MORT D'ALLEGRA. - ACTIVITÉ LITTÉRAIRE. LEIGH HUNT.

A

U souci de cette controverse vint s'ajouter pour Byron, durant cette année 1822, le chagrin de la mort de la petite Allegra.

Avant de partir pour Pise, il l'avait envoyée dans un couvent, car il ne se souciait nullement de garder auprès de lui cette fillette de quatre ans. Le couvent où il la plaça sans même être allé le visiter se trouvait sur une éminence près de Bagna Cavallo, bourgade distante de Ravenne d'une quinzaine de kilomètres. Sa mère, qui s'était éloignée de Pise à l'arrivée du poète et avait trouvé un emploi comme institutrice chez le professeur Bojti à Florence, souhaitait vivement voir sa fille car, de se la faire rendre par Byron, il n'y fallait pas penser. Les lettres où elle la redemandait restèrent sans réponse. La première, il est vrai, était conçue en termes blessants mais, dans les suivantes, elle conjurait, elle implorait Byron de lui laisser voir son enfant ou à tout le moins, de la ramener dans un lieu plus sain, près de Livourne, s'engageant, dans ce cas, à ne pas l'approcher, car Byron affectait de craindre que, par elle, Allegra ne subît l'influence de Shelley. « Elle apprendrait, répétait-il, à méconnaître la divinité et acquerrait de mauvais sentiments. » Des rapports inquiétants étaient arrivés à Claire sur le couvent de Bagna Cavallo. Un membre du cercle des Shelley, Tighe, fut envoyé pour faire une enquête. Il revint disant que l'alimentation au couvent était insuffisante, que, malgré l'hiver, on n'y faisait pas de feu et qu'une fièvre maligne

sévissait dans les alentours. Et la pauvre mère se désolait devant son feu à la pensée que sa fille avait froid.

Shelley et sa femme avaient pris parti pour Claire contre Byron.
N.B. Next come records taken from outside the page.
PR #300, opened 2021-08-27
LoadMore: Don't reset page number on view mode change

### LINKED ISSUE #297: LoadMore resets the page number when the view mode is changed
## Describe the bug
LoadMore resets the page number when the view mode is changed In `History` and `Notification` Controller

## Expected behavior
Page counting should continue.

## Screenshots

Screenshot 2021-08-27 at 10 24 30

## Additional context
Url contains the `page` parameter twice with different values. The second parameter should not be added and the value of the first parameter should be increased correctly.

sukhwinder33445:
fix #297

### DIFF
--- a/library/Icingadb/Common/LoadMore.php
+++ b/library/Icingadb/Common/LoadMore.php
@@ -77,18 +77,8 @@ trait LoadMore
         $count = 0;
         $pageNumber = $this->pageNumber ?: 1;
 
-        if ($this->loadMoreUrl !== null) {
-            $showMore = (new ShowMore(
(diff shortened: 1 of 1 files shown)


nilmerg:
You've just moved code around. Please explain why this works and why it didn't before.

sukhwinder33445:
The for loop also increments the page number so that after creating all the elements for a page, if there are more elements, the `Load More` button will always have the page number incremented by the loop.

nilmerg (approved):
I see! Thanks.

PR #303, opened 2021-08-27
Configuration: Provide custom navigation items

### LINKED ISSUE #293: Having no access to the monitoring module breaks the detail views
## Describe the bug
Visiting a service's detail you'll get this: (a similar error occurs on the host detail)

```
Invalid navigation item type service-action provided

#0 /icingaweb2/library/Icinga/Application/Config.php(445): Icinga\Application\Config::getNavigationConfigPath(String, NULL)
#1 /icingaweb2/library/Icinga/Application/Web.php(243): Icinga\Application\Config::navigation(String)
#2 /icingaweb2/library/Icinga/Web/Navigation/Navigation.php(437): Icinga\Application\Web->getSharedNavigation(String)
#3 /usr/share/icingaweb2-modules/icingadb/library/Icingadb/Widget/Detail/ObjectDetail.php(74): Icinga\Web\Navigation\Navigation->load(String)
#4 /usr/share/icingaweb2-modules/icingadb/library/Icingadb/Widget/Detail/ServiceDetail.php(15): Icinga\Module\Icingadb\Widget\Detail\ObjectDetail->createActions()
#5 /usr/local/src/ipl-html/src/HtmlDocument.php(295): Icinga\Module\Icingadb\Widget\Detail\ServiceDetail->assemble()
#6 /usr/local/src/ipl-html/src/HtmlDocument.php(496): ipl\Html\HtmlDocument->ensureAssembled()
#7 /usr/local/src/ipl-html/src/HtmlDocument.php(339): ipl\Html\HtmlDocument->render()
#8 /usr/local/src/ipl-html/src/BaseHtmlElement.php(255): ipl\Html\HtmlDocument->renderUnwrapped()
#9 /usr/local/src/ipl-html/src/BaseHtmlElement.php(323): ipl\Html\BaseHtmlElement->renderContent()
#10 /usr/local/src/ipl-html/src/HtmlDocument.php(498): ipl\Html\BaseHtmlElement->renderUnwrapped()
#11 /usr/local/src/ipl-html/src/HtmlDocument.php(339): ipl\Html\HtmlDocument->render()
#12 /usr/local/src/ipl-html/src/HtmlDocument.php(498): ipl\Html\HtmlDocument->renderUnwrapped()
#13 /usr/local/src/ipl-web/src/Compat/ViewRenderer.php(56): ipl\Html\HtmlDocument->render()
#14 /icingaweb2/library/vendor/Zend/Controller/Action/Helper/ViewRenderer.php(964): ipl\Web\Compat\ViewRenderer->render()
#15 /icingaweb2/library/vendor/Zend/Controller/Action/HelperBroker.php(272): Zend_Controller_Action_Helper_ViewRenderer->postDispatch()
#16 /usr/share/icingaweb2-modules/icingadb/library/Icingadb/Web/Controller.php(551): Zend_Controller_Action_HelperBroker->notifyPostDispatch()
#17 /icingaweb2/library/Icinga/Web/Controller/Dispatcher.php(76): Icinga\Module\Icingadb\Web\Controller->dispatch(String)
#18 /icingaweb2/library/vendor/Zend/Controller/Front.php(937): Icinga\Web\Controller\Dispatcher->dispatch(Object(Icinga\Web\Request), Object(Icinga\Module\Partnerportal\Web\Response))
#19 /icingaweb2/library/Icinga/Application/Web.php(304): Zend_Controller_Front->dispatch(Object(Icinga\Web\Request), Object(Icinga\Module\Partnerportal\Web\Response))
#20 /icingaweb2/library/Icinga/Application/webrouter.php(107): Icinga\Application\Web->dispatch()
#21 /icingaweb2/public/index.php(4): require_once(String)
#22 {main}
```

yhabteab:
resolves #293

Haven't explicitly checked whether we don't have access to monitoring module, however it should also work without.

### DIFF
--- a/library/Icingadb/Model/Host.php
+++ b/library/Icingadb/Model/Host.php
@@ -4,17 +4,24 @@
 
 namespace Icinga\Module\Icingadb\Model;
 
+use Icinga\Module\Icingadb\Common\Auth;
 use Icinga\Module\Icingadb\Model\Behavior\BoolCast;
 use Icinga\Module\Icingadb\Model\Behavior\ReRoute;
 use ipl\Orm\Behaviors;
 use ipl\Orm\Model;
+use ipl\Orm\Query;
 use ipl\Orm\Relations;
+use ipl\Orm\ResultSet;
 
 /**
  * Host model.
  */
 class Host extends Model
 {
+    use Auth;
+
+    protected $accessorsAndMutatorsEnabled = true;
+
     public function getTableName()
     {
         return 'host';
@@ -136,6 +143,27 @@ class Host extends Model
         $behaviors->add(new ReRoute([
             'servicegroup'  => 'service.servicegroup'
         ]));
+    }
+
+    /**
+     * Mutates flattened custom vars to an associative array
+     *
+     * @param  Query|ResultSet $_
+     *
+     * @return array
+     */
+    public function mutateVarsProperty($_): array
+    {
+        if (! $this->customvar_flat instanceof ResultSet) {
+            $this->applyRestrictions($this->customvar_flat);
+        }
+
+        $vars = [];
+        foreach ($this->customvar_flat as $customVar) {
+            $vars[$customVar->flatname] = $customVar->flatvalue;
+        }
+
+        return $vars;
     }
 
     public function createRelations(Relations $relations)
--- a/library/Icingadb/Model/Service.php
+++ b/library/Icingadb/Model/Service.php
@@ -4,13 +4,20 @@
 
 namespace Icinga\Module\Icingadb\Model;
 
+use Icinga\Module\Icingadb\Common\Auth;
 use Icinga\Module\Icingadb\Model\Behavior\BoolCast;
 use ipl\Orm\Behaviors;
 use ipl\Orm\Model;
+use ipl\Orm\Query;
 use ipl\Orm\Relations;
+use ipl\Orm\ResultSet;
 
 class Service extends Model
 {
+    use Auth;
+
+    protected $accessorsAndMutatorsEnabled = true;
+
     public function getTableName()
     {
         return 'service';
@@ -122,6 +129,27 @@ class Service extends Model
             'notifications_enabled',
             'flapping_enabled'
         ]));
+    }
+
+    /**
+     * Mutates flattened custom vars to an associative array
+     *
+     * @param  Query|ResultSet $_
+     *
+     * @return array
+     */
+    public function mutateVarsProperty($_): array
+    {
+        if (! $this->customvar_flat instanceof ResultSet) {
+            $this->applyRestrictions($this->customvar_flat);
+        }
+
+        $vars = [];
+        foreach ($this->customvar_flat as $customVar) {
+            $vars[$customVar->flatname] = $customVar->flatvalue;
+        }
+
+        return $vars;
     }
 
     public function createRelations(Relations $relations)


nilmerg:
That's the correct approach, but you're still missing an important part: When providing navigation items, there *may* be also dedicated config forms for them. Monitoring has such for actions, if we provide these items on our own, we also have to provide config forms.

These can be a near-copy of those from Monitoring. But please implement the column verification by using `Icinga\Module\Icingadb\Common\Auth::parseRestriction()`.

nilmerg:
I'm afraid but there's still something missing that even I forgot. :smile: There are also custom items required `Icinga\Module\Icingadb\Web\Navigation\` (`Icinga\Module\Monitoring\Web\Navigation`).

Also please rebase with master to the changes from #316. You need them to be able to fully disable the monitoring module, which you should disable in order to test your changes.

application/forms/navigation/ActionForm.php
```diff
@@ -0,0 +1,64 @@
...
+class ActionForm extends NavigationItemForm
+{
+    use Auth;
+
+    /**
+     * The name of the restriction to which the filter should be applied
+     *
+     * @var string
+     */
+    protected $restrictions;
```
nilmerg, line 21: Please use singular here.

application/forms/navigation/ActionForm.php
```diff
@@ -0,0 +1,64 @@
...
+    }
+
+    public function isValid($formData)
+    {
+        if (! parent::isValid($formData)) {
+            return false;
+        }
+
+        if (($filterString = $this->getValue('filter')) !== null) {
+            $filter = Filter::all();
```
nilmerg, line 51: A filter object isn't required. Just call `parseRestriction`.

nilmerg (changes requested):
Also please rename `application/forms/navigation` to `application/forms/Navigation`, otherwise the forms are not found on case-sensitive filesystems such as mine.

Yonas-net:
refs https://github.com/Icinga/icingaweb2/pull/4526

library/Icingadb/Widget/Detail/ObjectDetail.php
```diff
@@ -494,4 +498,36 @@ protected function getUsersAndUsergroups()
...
+    protected function getNotesUrls(): array
+    {
+        if ($this->object->notes_url) {
+            //NOTE: notes_url of $this->object has a relation to the `NotesUrl` class
+            //      that's why we access it in such a nested way
+            return $this->object->notes_url->notes_url;
+        }
+
+        return [];
+    }
```
nilmerg, line 532: We require PHP 7 now for Icinga DB Web. So it's possible to use the new null coalescing operator (`??`). This allows the following:

```
foreach ($this->object->action_url->action_url ?? [] as $url) {
    ...
}
```

library/Icingadb/Web/Navigation/Action.php
```diff
@@ -0,0 +1,140 @@
...
+     * Whether this action's macros were already resolved
+     *
+     * @var bool
+     */
+    protected $resolved = false;
+
+    /**
+     * This action's object
+     *
+     * @var CompatHost|CompatService
```
nilmerg, line 29: It's actually the `Host` or `Service` model, I hope?

library/Icingadb/Web/Navigation/Action.php
```diff
@@ -0,0 +1,140 @@
...
+        } else {
+            parent::setUrl($url);
+        }
+
+        return $this;
+    }
+
+    /**
+     * @inheritDoc
+     */
```
nilmerg, line 115: Please don't use this. Only use it if you combine it with custom documentation.

This is fine:

```
/**
* Returns  my super custom type
*
* @inheritdoc
*
* @return SuperCustomType
* /
```

library/Icingadb/Web/Navigation/Action.php
```diff
@@ -0,0 +1,140 @@
...
+    public function getRender()
+    {
+        if ($this->render === null) {
+            $filter = $this->getFilter();
+            $this->render = !$filter || Filter::match(QueryString::fromString($filter)->parse(), $this->getObject());
```
nilmerg, line 135: Space after `!` ;)

library/Icingadb/Model/Behavior/ActionAndNoteUrl.php
```diff
@@ -0,0 +1,60 @@
...
+use Icinga\Module\Icingadb\Common\Database;
+use ipl\Orm\Contract\PropertyBehavior;
+
+class ActionAndNoteUrl extends PropertyBehavior
+{
+    use Database;
+
+    /**
+     * @inheritDoc
+     */
```
nilmerg, line 16: Remove that.

library/Icingadb/Model/Behavior/ActionAndNoteUrl.php
```diff
@@ -0,0 +1,60 @@
...
+        }
+
+        $value->action_url = $links;
+
+        return $value;
+    }
+
+    /**
+     * @inheritDoc
+     */
```
nilmerg, line 41: Remove that.

library/Icingadb/Model/Behavior/ActionAndNoteUrl.php
```diff
@@ -0,0 +1,60 @@
...
+        if (empty($value)) {
+            return $value;
+        }
+
+        $links = '';
+        foreach ($value->action_url as $url) {
+            if (! empty($links)) {
+                $links .= ' ';
+            }
+            $links .= $this->getDb()->quoteIdentifier($url);
```
nilmerg, line 53: You don't need to quote here. This is done automatically.

Yonas-net:
**Test**:

Add this to the host/service definition.
```
action_url = "'icingadb/host?name=$host.name$' 'icingadb/host/services?name=$HOSTNAME$'"
```

Bildschirmfoto 2021-09-02 um 10 25 53

library/Icingadb/Common/Macro.php
```diff
@@ -0,0 +1,75 @@
...
+    protected $icingaMacros = [
+        'HOSTNAME'            => 'host_name',
+        'HOSTADDRESS'         => 'host_address',
+        'HOSTADDRESS6'        => 'host_address6',
+        'SERVICEDESC'         => 'service_description',
+        'host.name'           => 'host_name',
+        'host.address'        => 'host_address',
+        'host.address6'       => 'host_address6',
+        'service.description' => 'service_description',
+        'service.name'        => 'service_description'
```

Shelley lui écrivait : « Aucun sentiment d'honneur ou de justice ne le retient. » Et il parle de « sa détestable amitié. » Il intervint auprès de Byron. Celui-ci eut-il vent de cette coalition? Il se répandit en insinuations contre ses amis, laissant entendre que Shelley était du dernier bien avec Claire, qu'il avait aidé à un avortement, que Mary le savait. Ces accusations se fondaient sur des propos de domestiques renvoyés. Byron alla même jusqu'à détourner des papiers.
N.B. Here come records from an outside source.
PR #307, opened 2021-08-30
Add `No items found` to controllers

### LINKED ISSUE #286: Search result: `No items found` should have a better design
## Describe the bug
There is an empty status div with `No items found` if there is no search result.

Screenshot 2021-08-25 at 17 22 47

But all the controllers after `Notifications` are missing it:

Screenshot 2021-08-25 at 17 21 35

The` history` controller shows nothing if no item is found.

sukhwinder33445:
fix #286

### DIFF
--- a/application/views/scripts/services/grid-flipped.phtml
+++ b/application/views/scripts/services/grid-flipped.phtml
@@ -8,7 +8,9 @@ if (! $this->compact): ?>
 <?php endif ?>
 <div class="content" data-base-target="_next">
     <?php if (empty($pivotData)): ?>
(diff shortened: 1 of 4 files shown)


sukhwinder33445:
Should I add the `empty-state` to` service grid` controller and `list/services` as well?

nilmerg:
Service grid, yes, but what is `list/services`?

sukhwinder33445:
Sorry, `list/services.phtml` is from `monitoring` module.

nilmerg (approved):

Claire, ne sachant que faire, proposa un enlèvement. Mais Shelley lui remontra que l'entreprise n'était pas praticable et que, même si elle réussissait, Byron avait trop de puissance par son argent et ses relations pour ne pas reprendre aussitôt possession de sa fille (avril 1822).
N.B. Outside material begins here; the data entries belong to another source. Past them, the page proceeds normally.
Issue #279, opened 2021-08-25
User detail empty values


sukhwinder33445:
## Describe the bug
Empty values look bad.
 
There should be a `-` for empty values and a `:` after keys.

## Screenshots
Now:

![Screenshot 2021-08-25 at 11 15 43](https://user-images.githubusercontent.com/54990055/130765129-897bdd74-f5b7-4730-ad2b-384c8a1bcf1d.png)

After:
![Screenshot 2021-08-25 at 11 18 08](https://user-images.githubusercontent.com/54990055/130765132-f15b23b0-bf46-4650-bdc5-47930c9ba741.png)

nilmerg:
> and a : after keys.

We have nowhere a colon after keys in such presentations.

sukhwinder33445:
The following issues could also be fixed for better readability:

![Screenshot 2021-08-25 at 16 43 47](https://user-images.githubusercontent.com/54990055/130813735-75a3ac36-9e6b-4cea-988d-3d06054e439b.png)

nilmerg:
Whoof, nice find!

Issue #192, opened 2021-04-30
`.item-table`s are still prone to overflow due long subjects


nilmerg:
Fixing this isn't easy. These views use `display:table` and `table-layout:fixed` is no option. `overflow:hidden` doesn't work with them. Refactoring them to not use `display:table` is IMHO the only solution.

Currently affected views:

* Users
* Usergroups
* Hostgroups
* Servicegroups

PR #309, opened 2021-08-30
UserDetail: Enhance user detail view

### LINKED ISSUE #281: Missing `Host/Service` notification `states/types`, `TimePeriods` in user datail
## Describe the bug
The `Host/Service` notification filter `states` and `types`, `TimePeriods` etc. are missing in the user details.

sukhwinder33445:
fix #281 #279

### DIFF
--- a/library/Icingadb/Widget/Detail/UserDetail.php
+++ b/library/Icingadb/Widget/Detail/UserDetail.php
@@ -54,10 +54,18 @@ class UserDetail extends BaseHtmlElement
 
     protected function createUserDetail()
     {
+        list($hostStates, $serviceStates) = $this->separateStates($this->user->states);
+        $hostStates = implode(', ', $this->localizeStates($hostStates));
+        $serviceStates = implode(', ', $this->localizeStates($serviceStates));
+        $types = implode(', ', $this->localizeTypes($this->user->types));
+
         return [
             new HtmlElement('h2', null, Text::create(t('Details'))),
-            new HorizontalKeyValue(t('E-Mail'), $this->user->email),
-            new HorizontalKeyValue(t('Pager'), $this->user->pager)
+            new HorizontalKeyValue(t('E-Mail'), $this->user->email ?: '-'),
+            new HorizontalKeyValue(t('Pager'), $this->user->pager ?: '-'),
+            new HorizontalKeyValue(t('Host States'), $hostStates ?:  '-'),
+            new HorizontalKeyValue(t('Service States'), $serviceStates ?: '-'),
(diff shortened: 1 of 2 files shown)


nilmerg (changes requested):
We should enrich the states and types somehow. How about using a `TagList` for both, a localized label and then link to a filtered notification list with the state/type and user filter applied?

nilmerg (changes requested):
Sorry I have to step back from my suggestion to use a TagList. The filters for the notification list resulting from this are waaaaaay too expensive. We cannot provide such expensive filters by default.

So, please make states and types simple comma separated text again. Also:

* Make them localizable. I'd want to see `Problem`, not `problem`. (And don't dare to use `ucfirst` for this :wink: )
* Show a dash again for no value everywhere. That's how we do it everywhere else and it's sufficient

sukhwinder33445:
> waaaaaay too expensive

You mean in terms of performance? Can you please explain why? it's just doing the same thing as we filter something with two options.

nilmerg:
I have 3.5 million notifications in my history. If I use such a filter, I'll sit there waiting for 4+ minutes to get any result. This is acceptable if the filter is my own. But a link in the UI shouldn't lead to this.

sukhwinder33445:
I see, thank you for the explanation.

library/Icingadb/Widget/Detail/UserDetail.php
```diff
@@ -90,4 +95,68 @@ protected function assemble()
...
+                    $localizedTypes[] = t('Problem');
+                    break;
+                case 'ack':
+                    $localizedTypes[] = t('Acknowledgement');
+                    break;
+                case 'recovery':
+                    $localizedTypes[] = t('Recovery');
+                    break;
+                case 'downtime_start':
+                    $localizedTypes[] = t('DowntimeStart');
```
nilmerg, line 114: It's a label/title, so please use general word boundaries/structure. (i.e. spaces)

nilmerg (changes requested):

nilmerg (dismissed):

sukhwinder33445:
I am working on separating the states for host and services.

nilmerg:
Yep, also don't forget [this](https://github.com/Icinga/icingadb-web/issues/279#issuecomment-905575411). We should remove the mail and pager from list items. The "list" being a "table" isn't good either: #192

nilmerg (changes requested):
* There is no UNKNOWN state for hosts
* You forgot the OK state in `localizeStates`
* `separateStates` cannot get the result of `localizeStates` as input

L'obstination de Byron était due en partie à son esprit de contradiction et à son animosité, je dirais volontiers, à sa rancune contre Claire, en partie aussi à ce qu'il tirait de la présence de sa fille dans un couvent un argument pour montrer qu'il n'était pas athée. Combien de fois ne s'en est-il pas servi! La religion catholique au reste l'avait toujours séduit par sa magnificence, par ses côtés extérieurs. Depuis le temps où il prenait sa défense devant la Chambre des Lords, son sentiment n'avait pas varié. Il la trouvait <«< la plus élégante des religions, la plus substantielle, celle qui matérialise le plus les conceptions religieuses. - L'encens, les images, les statues, les autels, les reliques, ne donnent-ils pas certitude, dit-il; comment les croyants douteraient-ils de la transsubstantiation alors qu'ils mangent leur dieu dans sa chair et le boivent dans son sang? » Chez Byron, la plaisanterie se mêle toujours aux plus sérieux raisonnements.

la

Il écrivait à son ami Hoppner : « L'endroit où se trouve Allegra est dans une ville de campagne, en bon air. Le défaut de moralité des Italiennes ne provient pas de l'éducation conventuelle. Les jeunes filles sortent des couvents, innocentes, ignorantes même du mal. » (Était-on donc si loin du xvi siècle?) Il dit ailleurs : « Je ne veux pas que mon enfant ait une éducation anglaise à cause de sa naissance. A l'étranger, avec un capital de 5000 ou

6 000 livres, elle pourra se marier très convenablement 1. Je désire qu'elle devienne catholique, car je considère cette religion comme la meilleure. >>

Sur ce, Byron apprit qu'Allegra était malade. Il attendit. Comme on ne lui donna pas d'autres nouvelles les jours suivants, il se rassura, quand il apprit soudainement qu'elle était morte le 20 avril (1822).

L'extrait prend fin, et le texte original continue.